* _EXERCISE DETAILS_
Each record is to be transcribed in full and exactly.
BEGIN RECORDS PROVIDED
PR #262, opened 2022-09-07
add ActiveRecord like exists? behavior.

ise-tang:
Currently `ActiveHash::Base` has `exists?` method but its behavior is different with ActiveRecord's one.  
It seems like to be used in `save` method only but it is a public method.
So I added ActiveRecord like behaviors and keep current behavior.

### DIFF
--- a/lib/active_hash/base.rb
+++ b/lib/active_hash/base.rb
@@ -133,11 +133,11 @@ module ActiveHash
         elsif args === false
           false
         elsif args.nil?
-          all.count.positive?
+          all.present?
         elsif args.class == Hash
-          all.where(args).count.positive?
+          all.where(args).present?
         else
-          all.where(id: args.to_i).count.positive?
+          all.where(id: args.to_i).present?
         end
       end
 
--- a/lib/active_hash/base.rb
+++ b/lib/active_hash/base.rb
@@ -127,9 +127,17 @@ module ActiveHash
         end
       end
 
-      def exists?(record)
-        if record.id.present?
-          record_index[record.id.to_s].present?
+      def exists?(args = nil)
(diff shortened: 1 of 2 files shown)


ise-tang:
@kbrock How about this? If something lacks for your decision, please tell me.

lib/active_hash/base.rb
```diff
@@ -127,9 +127,17 @@ def data=(array_of_hashes)
...
-          record_index[record.id.to_s].present?
+      def exists?(args = nil)
+        if args.respond_to?(:id)
+          record_index[args.id.to_s].present?
+        elsif args === false
+          false
+        elsif args.nil?
+          all.count.positive?
+        elsif args.class == Hash
+          all.where(args).count.positive?
```
kbrock, line 138: is there a reason to pick `all.where(args).count.positive?` vs `all.where(args).present?`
END RECORDS PROVIDED
* _EXERCISE OUTPUT_
PR #262, opened 2022-09-07
add ActiveRecord like exists? behavior.

ise-tang:
Currently `ActiveHash::Base` has `exists?` method but its behavior is different with ActiveRecord's one.  
It seems like to be used in `save` method only but it is a public method.
So I added ActiveRecord like behaviors and keep current behavior.

### DIFF
--- a/lib/active_hash/base.rb
+++ b/lib/active_hash/base.rb
@@ -133,11 +133,11 @@ module ActiveHash
         elsif args === false
           false
         elsif args.nil?
-          all.count.positive?
+          all.present?
         elsif args.class == Hash
-          all.where(args).count.positive?
+          all.where(args).present?
         else
-          all.where(id: args.to_i).count.positive?
+          all.where(id: args.to_i).present?
         end
       end
 
--- a/lib/active_hash/base.rb
+++ b/lib/active_hash/base.rb
@@ -127,9 +127,17 @@ module ActiveHash
         end
       end
 
-      def exists?(record)
-        if record.id.present?
-          record_index[record.id.to_s].present?
+      def exists?(args = nil)
(diff shortened: 1 of 2 files shown)


ise-tang:
@kbrock How about this? If something lacks for your decision, please tell me.

lib/active_hash/base.rb
```diff
@@ -127,9 +127,17 @@ def data=(array_of_hashes)
...
-          record_index[record.id.to_s].present?
+      def exists?(args = nil)
+        if args.respond_to?(:id)
+          record_index[args.id.to_s].present?
+        elsif args === false
+          false
+        elsif args.nil?
+          all.count.positive?
+        elsif args.class == Hash
+          all.where(args).count.positive?
```
kbrock, line 138: is there a reason to pick `all.where(args).count.positive?` vs `all.where(args).present?`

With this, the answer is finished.